Plt. Kepala Bidang Bina Usaha Dinas Perikanan dan Peternakan Kabupaten Bandung Barat, Rian H.R. Apriyanto, mengatakan persiapan telah dilakukan sejak April melalui kegiatan bimbingan teknis penyembelihan hewan kurban.
“Kami mengundang 16 DKM masjid besar di Bandung Barat, termasuk sejumlah lokasi pemotongan hewan kurban dalam jumlah besar seperti pesantren dan institusi pendidikan maupun kepolisian,” kata Rian.

Bimbingan teknis yang dilaksanakan pada 15 April 2026 itu diikuti sekitar 30 peserta yang terdiri atas perwakilan DKM, pengurus lokasi pemotongan hewan, petugas dinas, dokter hewan, serta mahasiswa koas Fakultas Kedokteran Hewan.

Menurut Rian, kegiatan tersebut bertujuan meningkatkan pemahaman masyarakat mengenai tata cara penyembelihan sesuai syariat Islam sekaligus memperkuat pemahaman mengenai kesejahteraan dan kesehatan hewan.
“Hewan kurban harus memenuhi syarat, seperti cukup umur, tidak cacat, tidak lumpuh, dan tidak sakit. Ciri-ciri hewan sehat maupun sakit juga kami sampaikan dalam bimbingan teknis,” ujarnya.

Untuk mendukung pengawasan di lapangan, Dinas Perikanan dan Peternakan Kabupaten Bandung Barat juga telah menerbitkan Surat Keputusan Kepala Dinas Nomor 500.7.2.4/Kpts-205/Dispernakan/2026 tertanggal 20 April 2026 tentang petugas pemeriksa ante mortem dan post mortem hewan kurban.

Selain itu, dinas menyediakan Surat Keterangan Kesehatan Hewan (SKKH), sekitar 10.000 stiker “Sehat”, serta 300 stiker “Telah Diperiksa” yang akan dipasang di lapak penjualan hewan kurban.
Rian menjelaskan, kebutuhan hewan kurban di Kabupaten Bandung Barat diperkirakan mengalami kenaikan dibanding tahun sebelumnya. Berdasarkan data tahun 2025, jumlah hewan yang diperiksa mencapai 11.942 ekor dan sebanyak 10.129 ekor dinyatakan layak menjadi hewan kurban.

Rinciannya terdiri atas 5.354 ekor sapi, 6.210 ekor domba, 366 ekor kambing, dan 12 ekor kerbau. Sementara jumlah hewan yang dipotong pada Iduladha tahun lalu mencapai 3.927 ekor sapi, 12.938 ekor domba, 411 ekor kambing, serta 29 ekor kerbau.
“Tahun ini diperkirakan ada kenaikan sekitar dua hingga tiga persen dibanding tahun lalu,” kata Rian.

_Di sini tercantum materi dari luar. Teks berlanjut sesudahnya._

PR #519, opened 2024-02-13
Transcribing backend flag

damencho:


src/main/java/org/jitsi/jigasi/JvbConference.java
```diff
@@ -729,6 +724,50 @@ else if (evt.getNewState() == RegistrationState.CONNECTION_FAILED)
...
+                        .discoverInfo(JidCreate.domainBareFrom(this.callContext.getRoomJidDomain()));
+
+                DiscoverInfo.Identity avIdentity = info.getIdentities().stream().
+                    filter(di -> di.getCategory().equals("component") && di.getType().equals("av_moderation"))
+                        .findFirst().orElse(null);
+
+                if (avIdentity != null && this.getAudioModeration() != null)
+                {
+                    String avModerationAddress = avIdentity.getName();
+                    this.getAudioModeration().setAvModerationAddress(avModerationAddress);
```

Untuk memenuhi kebutuhan tersebut, Bandung Barat diperkirakan memiliki ketersediaan sekitar 10.000 ekor domba dan kambing serta 5.000 ekor sapi dan kerbau.

Kepala Bidang Kesehatan Hewan Dinas Perikanan dan Peternakan Kabupaten Bandung Barat, drh. Acep Rohimat, mengatakan pengawasan kesehatan hewan sebenarnya dilakukan rutin sepanjang tahun. Namun menjelang Iduladha, pengawasan lebih difokuskan pada hewan yang akan dikurbankan.
“Untuk kegiatan ini kami menurunkan sekitar 61 petugas yang terdiri dari dokter hewan, petugas lapangan, mahasiswa UNPAD, dan dibantu PDHI Jabar,” ujar Acep.

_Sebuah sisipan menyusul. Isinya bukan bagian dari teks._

PR #520, opened 2024-02-16
fix: wrong transcription order

ltorje-8x8:
The receiving timestamp will be sent to skynet to be used as absolute timestamp for the audio chunk - the network lag is presumed to be less than tens of milliseconds (a latency of 20-50 ms is expected and it is considered to be ok as loss of time).

### DIFF
--- a/src/main/java/org/jitsi/jigasi/transcription/WhisperWebsocket.java
+++ b/src/main/java/org/jitsi/jigasi/transcription/WhisperWebsocket.java
@@ -17,33 +17,23 @@
  */
 package org.jitsi.jigasi.transcription;
 
-import io.jsonwebtoken.JwtBuilder;
-import io.jsonwebtoken.Jwts;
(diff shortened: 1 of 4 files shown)


damencho (commented):
Please fix the imports to be star imports.
Please avoid making style changes in the same commit with some fixes as it make it impossible for review, so can you isolate the fix in separate commit.

About the style of the java code all existing code follow
https://desktop.jitsi.org/Documentation/CodeConvention.html
And  we tried to enforce it with the checkstyle.

src/main/java/org/jitsi/jigasi/transcription/WhisperWebsocket.java
```diff
@@ -33,25 +33,26 @@
 import java.time.*;
 import java.util.*;
 import java.util.concurrent.*;
+import java.util.function.Supplier;
```
damencho, line 36: Star import?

Ia mengimbau masyarakat lebih teliti saat membeli hewan kurban dengan memastikan asal-usul ternak dan keberadaan label sehat dari petugas pemeriksa.

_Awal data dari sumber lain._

PR #526, opened 2024-03-11
latest_long as the default google ts model

rpurdel:


saghul:
Can't we make this a config option, defaulting to that new model? It feels like it would make experimenting easier.

rpurdel:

Menurut Acep, label sehat menunjukkan bahwa hewan telah diperiksa dan memenuhi persyaratan dasar kesehatan serta umur. Namun kondisi hewan tetap perlu dipantau hingga hari penyembelihan.
“Dalam proses pengiriman, kesejahteraan hewan juga harus diperhatikan. Hewan perlu diberi makan, minum, dan tempat yang layak agar tidak stres,” katanya.

Acep mengungkapkan, petugas masih menemukan sejumlah hewan yang mengalami gangguan kesehatan akibat proses distribusi yang kurang baik, seperti terlalu lama terkena panas atau hujan tanpa perlindungan memadai.

Ia juga menyarankan masyarakat membeli hewan langsung ke kandang dibanding di pinggir jalan karena kondisi lingkungan yang lebih baik dinilai dapat mengurangi tingkat stres pada hewan.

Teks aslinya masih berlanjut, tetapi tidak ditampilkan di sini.